Records from a collection
------------------------------

PR #4202, opened 2020-01-10
PUBDEV-7069 - Protection against non-valid(BAD) types in DKVClearTask

Pscheidl:
DO NOT MERGE - Custom code for our customer.

https://0xdata.atlassian.net/projects/PUBDEV/issues/PUBDEV-7069?filter=myopenissues&orderby=priority%20DESC

### DIFF
--- a/h2o-core/src/main/java/water/DKVManager.java
+++ b/h2o-core/src/main/java/water/DKVManager.java
@@ -12,14 +12,15 @@ public class DKVManager {
   /**
    * Clears keys in all H2O nodes, except for the ones marked as retained.
    * Only Model and Frame keys are retained. If a key of any other type is provided, it will be removed as well.
-   * 
+   * <p>
    * Model's training and validation frames are retained automatically with the specified model. However, cross validation models are NOT retained.
    *
-   * @param retainedKeys Keys of {@link Frame}s and {@link Model}s to be retained.
+   * @param retainedKeys Keys of {@link Frame}s and {@link Model}s to be retained. Only Frame and Model keys are accepted.
    */
   public static void retain(final Key[] retainedKeys){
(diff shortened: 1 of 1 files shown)


h2o-core/src/main/java/water/DKVManager.java
```diff
@@ -111,10 +112,17 @@ protected void setupLocal() {
         }
         if(value.isNull()) continue;
 
-        if (value.isFrame()) {
-          ((Frame) value.get()).retain(removalFutures, retainedKeys);
-        } else if (value.isModel()) {
-          ((Model)value.get()).remove(removalFutures);
+        try {
+          TypeMap.getTheFreezableOrThrow(value.type());
```
Pscheidl: It declares ClassNotFoundException and makes the catch block possible to compile. The exception itself may occur in the `value.isFrame()` or `value.isModel` calls below as well.

Pscheidl:
I'll try to merge this code once a reproducible test case is found.

h2o-core/src/main/java/water/DKVManager.java
```diff
@@ -111,10 +112,17 @@ protected void setupLocal() {
...
+          if (value.isFrame()) {
+            ((Frame) value.get()).retain(removalFutures, retainedKeys);
+          } else if (value.isModel()) {
+            ((Model) value.get()).remove(removalFutures);
+          }
+
+        } catch (ClassNotFoundException e) {
```
michalkurka: Please add a comment on why is this exception caught.

Pscheidl: Done-.

Pscheidl:
Also added a little bit more JavaDoc.

PR #4203, opened 2020-01-10
We don't need Hmisc library, remove it from test

michalkurka:


Pscheidl:
Should we remove it from docker image as well ?

michalkurka:
@Pscheidl absolutely, that is the next step

Pscheidl:
Cool. I'd wait for the test though.

PR #4208, opened 2020-01-13
PUBDEV-7135 download functions

koniecsveta:
functions for downloading binary model from R / Python client added:
https://0xdata.atlassian.net/projects/PUBDEV/issues/PUBDEV-7135


h2o-core/src/main/java/water/AutoBuffer.java
```diff
@@ -222,6 +222,19 @@ public AutoBuffer( ) {
     _persist = 0;               // No persistance
   }
 
+  /** Write to an ever-expanding byte[].  Instead of calling {@link #close()},
+   *  call {@link #buf()} to retrieve the final byte[].  */
+  public AutoBuffer(boolean persist) {
```
honzasterba: what is the reason for not using AutoBuffer( OutputStream os, boolean persist )?

h2o-py/tests/testdir_misc/pyunit_download_model.py
```diff
@@ -0,0 +1,34 @@
...
+    prostate_glm.train(x=["AGE","RACE","PSA","DCAPS"], y="CAPSULE", training_frame=prostate)
+    path = pyunit_utils.locate("results")
+
+    assert os.path.isdir(path), "Expected save directory {0} to exist, but it does not.".format(path)
+    model_path = h2o.download_model(prostate_glm, path=path)
+
+    assert os.path.isfile(model_path), "Expected load file {0} to exist, but it does not.".format(model_path)
+    the_model = h2o.load_model(model_path)
+
+    assert isinstance(the_model, H2OEstimator), "Expected and H2OBinomialModel, but got {0}".format(the_model)
```
honzasterba: the error message does not match the assert, H2OGeneralizedLinearEstimator should be expected

h2o-py/h2o/h2o.py
```diff
@@ -1405,6 +1405,31 @@ def save_model(model, path="", force=False):
     return api("GET /99/Models.bin/%s" % model.model_id, data={"dir": path, "force": force})["dir"]
 
 
+def download_model(model, path=""):
```
honzasterba: I think for save we have a convenience method model.save() we should have one for download as well I think

h2o-core/src/main/java/water/api/ModelsHandler.java
```diff
@@ -154,6 +154,15 @@ public StreamingSchema fetchMojo(int version, ModelsV3 s) {
     String filename = JCodeGen.toJavaId(s.model_id.key().toString()) + ".zip";
     return new StreamingSchema(model.getMojo(), filename);
   }
+  
+  @SuppressWarnings("unused") // called from the RequestServer through reflection
+  public StreamingSchema fetchBinaryModel(int version, ModelsV3 s) {
+    Model model = getFromDKV("key", s.model_id.key());
+    OutputStream os = null;
```
honzasterba: unused variable

h2o-core/src/main/java/water/AutoBuffer.java
koniecsveta: when I tried to use it, the buffer was overflowing and as a result I got only the end of binary file (only the content which was written to it after overflow)

michalkurka: @koniecsveta I think we do need to make the approach outlined by @honzasterba work if there is an issue - I can help with fixing that

koniecsveta:
thanks for review and help! pushed the remaining fixes in a4ffb6e

michalkurka:
@koniecsveta since we are adding download_model, should we also have upload_model?

h2o-py/h2o/model/model_base.py
```diff
@@ -859,6 +859,19 @@ def aucpr(self, train=False, valid=False, xval=False):
     def pr_auc(self, train=False, valid=False, xval=False):
         pass
 
+    def download_model(self, path=""):
+        """
+        Download an H2O Model object to disk.
+    
+        :param model: The model object to download.
+        :param path: a path to download the model at (hdfs, s3, local)
```
michalkurka: it seems to me it can only be `local`

koniecsveta:
> @koniecsveta since we are adding download_model, should we also have upload_model?
> 
> should we add another jira?

we already have h2o.load_model in python API and h2o.loadModel in R API which needs path to binary file. But we don't have anything like h2o.upload(/*bytes representing the model*/) for uploading model that is not stored as a file. Do we want to implement it?

honzasterba:
I think upload_model is a good idea, but since this looks pretty much done I would put it into separate PR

------------------------------

The answer must consist of every line from the data that holds the string "format".

WORKED SOLUTION:
+    assert os.path.isdir(path), "Expected save directory {0} to exist, but it does not.".format(path)
+    assert os.path.isfile(model_path), "Expected load file {0} to exist, but it does not.".format(model_path)
+    assert isinstance(the_model, H2OEstimator), "Expected and H2OBinomialModel, but got {0}".format(the_model)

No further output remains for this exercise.